**Data to process:**
PR #526, opened 2026-03-28
fix(security): decrypt downgrade warnings, pairing expiry race, sender-ID validation

kabuto-png:
## Summary

Lower-priority security hardening — defense-in-depth improvements.

### Crypto: Decrypt downgrade detection
- Log `slog.Warn` when `Decrypt()` encounters values without `aes-gcm:` prefix (potential downgrade attack or legacy plaintext)
- Also warns on invalid base64 and too-short encrypted values
- Backward compatibility preserved — still returns plaintext, but now observable in logs

### Pairing: Expiry race condition fix
- Add `AND expires_at > NOW()` to `ApprovePairing` SELECT query
- Closes race where a pairing code could be approved after TTL expiry (between prune DELETE and lookup SELECT)

### Pairing: Sender-ID format validation
- Validate sender-ID format in `handleRequest` and `handleBrowserPairingStatus`
- Regex: `^[a-zA-Z0-9][a-zA-Z0-9._:@-]*$`, max 128 chars
- Prevents log injection and bus event poisoning via crafted sender IDs

## Test plan

- [ ] `go build ./...` — passes
- [ ] `go vet ./...` — passes
- [ ] Decrypt a value without `aes-gcm:` prefix — should log warning and return plaintext
- [ ] Approve an expired pairing code — should fail with "not found or expired"
- [ ] Request pairing with `senderId: "admin'; DROP TABLE--"` — should return 400
- [ ] Request pairing with `senderId: "group:12345"` — should succeed

### DIFF
--- a/internal/crypto/aes.go
+++ b/internal/crypto/aes.go
@@ -8,6 +8,7 @@ import (
 	"encoding/base64"
 	"encoding/hex"
 	"errors"
+	"log/slog"
 	"strings"
 )
 
@@ -55,6 +56,9 @@ func Decrypt(ciphertext, key string) (string, error) {
 	}
 
 	if !IsEncrypted(ciphertext) {
+		slog.Warn("crypto.unencrypted_value_read",
+			"hint", "value lacks aes-gcm: prefix — may be legacy plaintext or tampered",
+		)
 		return ciphertext, nil
 	}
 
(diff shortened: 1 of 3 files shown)


viettranx:
Closing — all changes from this PR (decrypt downgrade warnings, pairing expiry race fix, sender-ID validation) have been incorporated directly into the dev branch with additional improvements:

- SQLite store parity: expiry race fix also applied to `sqlitestore/pairing.go`
- Sender-ID validation extended to `handleRevoke` (was missing in this PR)
- Slack compound senderID cleanup: removed legacy `senderID|displayName` format, now uses plain senderID like all other channels

These will reach main via the next dev → main merge.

**Task requirements:**
All of the records should be repeated precisely as written.

**Result:**
PR #526, opened 2026-03-28
fix(security): decrypt downgrade warnings, pairing expiry race, sender-ID validation

kabuto-png:
## Summary

Lower-priority security hardening — defense-in-depth improvements.

### Crypto: Decrypt downgrade detection
- Log `slog.Warn` when `Decrypt()` encounters values without `aes-gcm:` prefix (potential downgrade attack or legacy plaintext)
- Also warns on invalid base64 and too-short encrypted values
- Backward compatibility preserved — still returns plaintext, but now observable in logs

### Pairing: Expiry race condition fix
- Add `AND expires_at > NOW()` to `ApprovePairing` SELECT query
- Closes race where a pairing code could be approved after TTL expiry (between prune DELETE and lookup SELECT)

### Pairing: Sender-ID format validation
- Validate sender-ID format in `handleRequest` and `handleBrowserPairingStatus`
- Regex: `^[a-zA-Z0-9][a-zA-Z0-9._:@-]*$`, max 128 chars
- Prevents log injection and bus event poisoning via crafted sender IDs

## Test plan

- [ ] `go build ./...` — passes
- [ ] `go vet ./...` — passes
- [ ] Decrypt a value without `aes-gcm:` prefix — should log warning and return plaintext
- [ ] Approve an expired pairing code — should fail with "not found or expired"
- [ ] Request pairing with `senderId: "admin'; DROP TABLE--"` — should return 400
- [ ] Request pairing with `senderId: "group:12345"` — should succeed

### DIFF
--- a/internal/crypto/aes.go
+++ b/internal/crypto/aes.go
@@ -8,6 +8,7 @@ import (
 	"encoding/base64"
 	"encoding/hex"
 	"errors"
+	"log/slog"
 	"strings"
 )
 
@@ -55,6 +56,9 @@ func Decrypt(ciphertext, key string) (string, error) {
 	}
 
 	if !IsEncrypted(ciphertext) {
+		slog.Warn("crypto.unencrypted_value_read",
+			"hint", "value lacks aes-gcm: prefix — may be legacy plaintext or tampered",
+		)
 		return ciphertext, nil
 	}
 
(diff shortened: 1 of 3 files shown)


viettranx:
Closing — all changes from this PR (decrypt downgrade warnings, pairing expiry race fix, sender-ID validation) have been incorporated directly into the dev branch with additional improvements:

- SQLite store parity: expiry race fix also applied to `sqlitestore/pairing.go`
- Sender-ID validation extended to `handleRevoke` (was missing in this PR)
- Slack compound senderID cleanup: removed legacy `senderID|displayName` format, now uses plain senderID like all other channels

These will reach main via the next dev → main merge.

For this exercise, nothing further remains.